# Lowrance HDS Sonar, GPS & Graph



## nodakoutdoors.com

Just curious if anyone has used one of the new Lowrance HDS units yet?

http://www.lowrance.com/en/Products/Mar ... on-System/

Pros? Cons?


----------



## MallardMayhem21

Was wondering the same thing! Played around with one at Reeds Sporting goods last weekend. From what I can tell very high tech and detail of structure is unreal. Heavy price tags though.


----------



## T-Mac

Not available yet...to my knowledge


----------



## nodakoutdoors.com

My distributor has them in stock so I'm assuming they are.


----------



## nodakoutdoors.com

I've got the HDS-10 and 8 on the way.

I spoke to Lowrance and there is 2 major updates coming this year on them (to be available via download to update your unit yourself).

March: Compatibility with the new Navionics Platimum Chip (HD 1-foot increments)

Late Summer: Side Viewing capability similar to what Hummingbird has been doing the past year.

FYI


----------



## Tracker_21

Any idea if the side viewing will be just for the new units or will the update
be compatible witht the older LCX 113s?


----------



## nodakoutdoors.com

Tracker_21 said:


> Any idea if the side viewing will be just for the new units or will the update
> be compatible witht the older LCX 113s?

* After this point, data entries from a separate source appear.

PR #57, opened 2020-07-10
refactor ut code

skeeey:
1. reorganize ut common functions
2. improve test coverage

### DIFF
--- a/pkg/helpers/testing/assertion.go
+++ b/pkg/helpers/testing/assertion.go
@@ -1,0 +1,193 @@
+package testing
+
+import (
+	"reflect"
+	"testing"
+
+	clusterv1 "github.com/open-cluster-management/api/cluster/v1"
+
+	authorizationv1 "k8s.io/api/authorization/v1"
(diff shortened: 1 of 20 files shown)


pkg/helpers/testing/assertion.go
```diff
@@ -0,0 +1,174 @@
...
+		t.Errorf("expected %q error, but got %q", expectedErr, actual.Error())
+		return
+	}
+	if len(expectedErr) == 0 && actual != nil {
+		t.Errorf("unexpected err: %v", actual)
+		return
+	}
+}
+
+func AssertActions(t *testing.T, actualActions []clienttesting.Action, expectedActions ...string) {
```
deads2k: I recommend name change and doc. `expectedVerbs`?

deads2k:
something broke in namespaces, but I like the idea

/approve
/assign @qiujian16

pkg/helpers/testing/assertion.go
skeeey: renamed and add the doc for each  assert method

PR #66, opened 2020-08-24
Add controller for ManagedClusterSet

elgnay:


test/integration/managedclusterset_test.go
```diff
@@ -0,0 +1,117 @@
...
+			}
+			for _, condition := range managedClusterSet.Status.Conditions {
+				if condition.Type != clusterv1alpha1.ManagedClusterSetConditionEmpty {
+					continue
+				}
+				if condition.Status != metav1.ConditionTrue {
+					return false
+				}
+				if condition.Reason != "NoClusterMatched" {
+					//if condition.Reason != "ClustersSelected" {
```
qiujian16: does this line need removed?

elgnay: Removed.

pkg/hub/managedclusterset/controller.go
```diff
@@ -0,0 +1,265 @@
...
+		WithSync(c.sync).
+		ToController("ManagedClusterSetController", recorder)
+}
+
+func (c *managedClusterSetController) sync(ctx context.Context, syncCtx factory.SyncContext) error {
+	key := syncCtx.QueueKey()
+
+	// if the sync is triggered by change of ManagedCluster, reconcile all cluster sets
+	if key == "key" {
+		if err := c.syncAllClusterSets(ctx); err != nil {
```
deads2k, line 66: make a TODO to better than this.  You only need to recheck the ones that contain the managed cluster in question, right?  You can build this with a reverse index.

pkg/hub/managedclusterset/controller.go
```diff
@@ -0,0 +1,265 @@
...
+	clusterSetInformer clusterinformerv1alpha1.ManagedClusterSetInformer,
+	recorder events.Recorder) factory.Controller {
+	c := &managedClusterSetController{
+		clusterClient:    clusterClient,
+		clusterLister:    clusterInformer.Lister(),
+		clusterSetLister: clusterSetInformer.Lister(),
+		eventRecorder:    recorder.WithComponentSuffix("managed-cluster-set-controller"),
+	}
+	return factory.New().
+		WithInformersQueueKeyFunc(func(obj runtime.Object) string {
```
deads2k, line 47: Looks like a missing part of the library.   You need to produce a `[]string` based on one object.  You ought to create  PR fixing it in library-go.  And add a TODO here

pkg/hub/managedclusterset/controller.go
deads2k: > make a TODO to better than this. You only need to recheck the ones that contain the managed cluster in question, right? You can build this with a reverse index.

Even if you have to list everything, the workqueue behavior will help reduce storms if you compute the individual names.

pkg/hub/managedclusterset/controller.go
```diff
@@ -0,0 +1,265 @@
...
+	}
+
+	clusterSet = clusterSet.DeepCopy()
+	clusterSet.Status.Conditions = newConditions
+	_, err := c.clusterClient.ClusterV1alpha1().ManagedClusterSets().UpdateStatus(ctx, clusterSet, metav1.UpdateOptions{})
+	return err
+}
+
+// unique returns a new slice with the unique items.
+func unique(items []string) (uniqueItems []string) {
```
deads2k: k8s.io/util sets.String I think.

pkg/hub/managedclusterset/controller.go
```diff
@@ -0,0 +1,265 @@
...
+	for _, selector := range selectors {
+		clusters, err := c.selectClusters(selector)
+		if err != nil {
+			return err
+		}
+
+		selectedClusters = append(selectedClusters, clusters...)
+	}
+
+	selectedClusters = unique(selectedClusters)
```
deads2k: I don't see this actually doing anything.  Your plan is to add that later?  That has some impact on whether or not you fail open or closed if a particular expression doesn't work.

pkg/hub/managedclusterset/controller.go
```diff
@@ -0,0 +1,265 @@
...
+		if err != nil {
+			return nil, fmt.Errorf("unable to list ManagedClusters with label selector: %v, %w", selector.LabelSelector, err)
+		}
+		for _, cluster := range clusters {
+			clusterNames = append(clusterNames, cluster.Name)
+		}
+		return clusterNames, nil
+	default:
+		// select all clusters if neither ClusterNames nor LabelSelector is specified
+		clusters, err := c.clusterLister.List(labels.Everything())
```
deads2k: The admission plugin needs to correctly handle this right?

deads2k:
looks reasonable.  My comments don't need to block.

/approve

pkg/hub/managedclusterset/controller.go
pmorie: As currently written, with sufficient number of clusters this implementation will not finish reconciling before the refresh interval is exhausted.

pkg/hub/managedclusterset/controller.go
pmorie: @deads2k I think you might want to define "fail open" and "fail closed" here.

pkg/hub/managedclusterset/controller.go
pmorie: Hrm, I am not sure if I would prefer an empty spec to mean "everything" or "empty". I would probably prefer "empty", which I also think is a valid construct. I feel like if you want to make a set that matches everything, you should have to say so explicitly, since I would view this as a relatively infrequent case.

pkg/hub/managedclusterset/controller_test.go
```diff
@@ -0,0 +1,349 @@
...
+			continue
+		}
+		return true
+	}
+	return false
+}
+
+// elementsMatch compares x is equal to y ignoring the order of the elements.
+// It assumes that there is no duplicated item in the input slices
+func elementsMatch(xs, ys []string) bool {
```
pmorie: You'll be able to take this out once you use stringset.

pkg/hub/managedclusterset/controller.go
elgnay: TODO is added and will deal with it in a follow-up PR.

pkg/hub/managedclusterset/controller.go
elgnay: TODO added.

pkg/hub/managedclusterset/controller.go
elgnay: Code refactored with sets.String.

pkg/hub/managedclusterset/controller.go
elgnay: Updated the code to fail closed.

pkg/hub/managedclusterset/controller.go
elgnay: Updated to select no cluster if neither ClusterNames nor LabelSelector is specified. And I'll create an another PR to update comments on CRD.

pkg/hub/managedclusterset/controller_test.go
elgnay: Code refactored with sets.String.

I THINK it's just going to be for the HDS units - all their old lines, including the 112&113 are tagged as legacy products now.


----------



## ruger1

Chris, I'm looking at an HDS 7 with insight. I've read some poor reviews on the Cabela's website. Have you used yours yet? What are your thoughts?


----------



## nodakoutdoors.com

Sorry - I just read this ruger.

I'm just getting out now b/c the river has turned on (finally). At first glance, it is different. For long-time Lowrance users, there is a bit of a learning curve....but I figured out all the necessary stuff in an hour. They have a "Quick Start Guide" that's pretty straight forward.

But if you've used a Lowrance in the past, it really isn't THAT much different. In fact the more I use it, the more I like it.

CONS:

Lowrance has pushed back the 2 major updates for this year (just talked to Lowrance 10 minutes ago).

The Navionics update has been pushed to mid-May. So as of right now, I still can't use my Navionics chip....thank god I'm only fishing the river for the next couple weeks.

And the side imagery update has been pushed back to October/November.

So with all that being said....I'd stick with your unit for another year and get the HDS next year when it's completely ready for all it's capabilities. But I wouldn't buy a non-HDS unit this year if you have the choice since they're all being marked as legacy.

My .02


----------



## MallardMayhem21

Chris- Do you have your locators linked together or are you running two different transducers? I am thinking about buying another unit for the bow of my boat due to the interference issue between the vexilar I have now up front with my lowrance at the console. I would like to be able to link it to my console unit but also have another transducer the bow trolling motor when that it is in the water. Thoughts? Thanks MM21


----------



## ruger1

Chris/Guys;

I am in Kansas City this week on business. While here I stopped in at the Cabelas today and had a lengthy conversation with the guy in the Marine Electronics Dept. He seemed very knowledgeable and was willing to answer my questions. I've been looking at the Humminbird's and thinking I'd pass on Lowrance as the Humminbird's Side Imaging is tested and had the bugs worked out.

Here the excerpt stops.